The current increase of the Sánchez legislature is also driven by external factors but also by deliberate decisions of a pro-public spending economic policy. The two main external shocks – the coronavirus pandemic that broke out in 2020 and, later, the war started by Russia against Ukraine a little over a year ago – have caused a short circuit in the world economies from which Spain has not yet fully emerged. “We have spent more than two decades supporting our economic model on increasing debt and maintaining negative real interest rates”Gil analyzes. “Until now, the combination has not generated more economic growth, quite the contrary, something that we have been observing in Japan for half a century”, and he adds: “Spain, like the rest of the world, must stop and think about where We headed”.
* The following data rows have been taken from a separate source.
PR #580, opened 2025-07-01
Alembic triggers

AcquaDiGiorgio:
With this PR I want to display the possibility to create and drop triggers using Alembic. 

I left some code that achieves the same thing using just SQLAlchemy commented to have something to compare them, but they must not work along side each other.

# Known Issues

- Currently MySQL specific. PostgreSQL is the only language to have a [special package](https://github.com/olirice/alembic_utils) to deal with this issues. For other dialects, including MySQL, it doesn't seem to be anything similar and it has to be done this way.

- Auto-generation of certain DiracX specific data types (not the Triggers) have some problems. I have seen this behaviour with the enums, which it doesn't know how the init function works.

- The url for the connection must be from a privileged user, so we cannot use the environment variable obtained from `BaseSQLDB.available_urls()["DB_NAME"]`.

These debt growth figures would have been much worse had it not been for an extraordinary collection dividend in 2022 (it will also occur in 2023) thanks to inflation. These extraordinary incomes, of about 30,000 million, generated by the criticized refusal of the Government to deflate taxes, have helped to curb the rise in debt. But they are not recurring. For this reason and others related to the type of fiscal policy that is being carried out, it is for this reason that the European Commission, the AiREF and other independent organizations warn that the next Executive will have a very difficult time meeting the 3% target promised by the current Government before Brussels in the recent Update of the Stability Program, and even less if the thread of announcements continues as it has been doing to date. “You have to be much more prudent with spending and raise taxes as requested by the Bank of Spain in its annual report, especially in VAT, where we have too many products at low rates,” says Díez. “In recent years, excessive spending has been encouraged through expansionary fiscal policies, supported by a European Central Bank (ECB) that acted as a source of financing at no cost to European governments,” Gil comments.
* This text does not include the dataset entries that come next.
PR #593, opened 2025-07-15
Add job monitoring utilities to the routers

Robin-Van-de-Merghel:
To update the job monitoring, we need a `getInputData` and a `get_job_parameters` router.


diracx-db/src/diracx/db/os/utils.py
```diff
@@ -198,12 +198,24 @@ async def upsert(self, vo: str, doc_id: int, document: Any) -> None:
...
 
     async def search(
-        self, parameters, search, sorts, *, per_page: int = 100, page: int | None = None
-    ) -> list[dict[str, Any]]:
+        self,
+        parameters,
+        search,
+        sorts,
+        *,
+        per_page: int = 10000,
```
fstagni, line 206: Seems like a very large number, why?

diracx-db/src/diracx/db/sql/dummy/db.py
```diff
@@ -21,7 +21,7 @@ class DummyDB(BaseSQLDB):
     # This needs to be here for the BaseSQLDB to create the engine
     metadata = DummyDBBase.metadata
 
-    async def summary(self, group_by, search) -> list[dict[str, str | int]]:
+    async def dummy_summary(self, group_by, search) -> list[dict[str, str | int]]:
```
fstagni, line 24: why?

Robin-Van-de-Merghel: I rewrote the `search` function for `BaseDB`. The new `search` function has to be generic, and takes all regular parameters plus a `Model` which is for example `PilotAgents` or `PilotSecrets`.

Calling directly `db.summary` will require this `Model` parameter, whereas `dummy_summary` will add this `Model` parameter.

Maybe I can rename the generic `search` function : `_search` (to make it private)

diracx-routers/src/diracx/routers/jobs/query.py
```diff
@@ -178,12 +182,63 @@ async def search(
...
+    job_db: JobDB,
+    check_permissions: CheckWMSPolicyCallable,
+) -> list[dict[str, Any]]:
+    """Fetches a job's input data."""
+    await check_permissions(action=ActionType.MANAGE, job_db=job_db, job_ids=[job_id])
+
+    return await get_input_data_bl(job_db=job_db, job_id=job_id)
+
+
+@router.get("/{job_id}/parameters")
```
Robin-Van-de-Merghel, line 197: To be discussed.

Robin-Van-de-Merghel:
See comments above, we need to review it...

The recourse to the Treasury
Unless income is again higher than expected due to the effect of inflation, Increasing the spending promises above the 8,000 million that go up to date will force either to review other items by the Contingency Fund, or to raise the net debt limit set by the Treasury in 2023 by 70,000 million euros. Precisely, against this new net debt limit is counted the promise to create, through ICO guarantees, loans to finance affordable rental housing for a total amount of 4,000 million.
The long-term effects of these policies do not end here. The 8.5% rise in pensions (about 15,000 million), 8% in public salaries (another 3,000 million that can reach up to 9.5% between 2022 and 2024) and the increase in the interest item from the debt will leave, at least, another $25 billion in additional future spending commitments compared to just a year earlier, given that the increases in wages and pensions are consolidated. For the moment, the collection increases are covering this spending gap. The question is until when.